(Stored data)
PR #118, opened 2023-08-01
Updated infrastructure tests

laspsandoval:
# Change Summary

## Overview
Modified test_data_manager_stack.py and moved some tests to test_open_search_stack.py. This was necessary given the separation of stacks in a previous PR.

## New Dependencies
The test_data_manager_stack.py tests sds_data_manager_stack.py. The test_open_search_stack.py tests opensearch_stack.py.

## New Files
- test_open_search_stack.py
   - Created as a result to making the creation of opensearch in its own stack.

## Deleted Files
None

## Updated Files
- test_data_manager_stack.py
   - We are no longer using lambda urls so those tests were removed.
   - s3 bucket names were changed
   - Testing of opensearch was moved to its own test (along with resources)

## Testing
Everything in the PR is a test.

## Note
I left some comments to explain which tests were removed and a description of why they were removed for the purpose of the review. I will delete those comments before merging.

### DIFF
--- a/tests/infrastructure/test_data_manager_stack.py
+++ b/tests/infrastructure/test_data_manager_stack.py
@@ -4,8 +4,6 @@ from aws_cdk.assertions import Match, Template
 from sds_data_manager.stacks.opensearch_stack import OpenSearch
 from sds_data_manager.stacks.sds_data_manager_stack import SdsDataManager
 
-pytest.skip("Skipping tests temporarily", allow_module_level=True)
-
 
 @pytest.fixture(scope="module")
 def opensearch_stack(app, sds_id, env):
@@ -37,7 +35,7 @@ def test_s3_data_bucket_resource_properties(template, sds_id):
     template.has_resource_properties(
         "AWS::S3::Bucket",
         props={
-            "BucketName": f"sds-data-{sds_id}",
+            "BucketName": f"sds-config-bucket-{sds_id}",
             "VersioningConfiguration": {"Status": "Enabled"},
             "PublicAccessBlockConfiguration": {"RestrictPublicBuckets": True},
         },
@@ -56,7 +54,7 @@ def test_s3_config_bucket_resource_properties(template, sds_id):
     template.has_resource_properties(
         "AWS::S3::Bucket",
         {
-            "BucketName": f"sds-config-{sds_id}",
+            "BucketName": f"sds-config-bucket-{sds_id}",
             "VersioningConfiguration": {"Status": "Enabled"},
             "PublicAccessBlockConfiguration": {
                 "BlockPublicAcls": True,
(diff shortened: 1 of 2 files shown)


laspsandoval:
pre-commit.ci autofix

tests/infrastructure/test_data_manager_stack.py
```diff
@@ -1022,57 +805,60 @@ def test_indexer_lambda_permission_resource_properties(template):
                 "Fn::GetAtt": [Match.string_like_regexp("IndexerLambda*"), "Arn"]
             },
             "Principal": "s3.amazonaws.com",
-            "SourceAccount": {"Ref": "AWS::AccountId"},
+            "SourceAccount": Match.string_like_regexp("\\d{10}"),
```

Task goal:
From the opening line of the data above through the line that contains "## New Dependencies", please print each line as it stands and only those lines.

Expected answer:
PR #118, opened 2023-08-01
Updated infrastructure tests

laspsandoval:
# Change Summary

## Overview
Modified test_data_manager_stack.py and moved some tests to test_open_search_stack.py. This was necessary given the separation of stacks in a previous PR.

## New Dependencies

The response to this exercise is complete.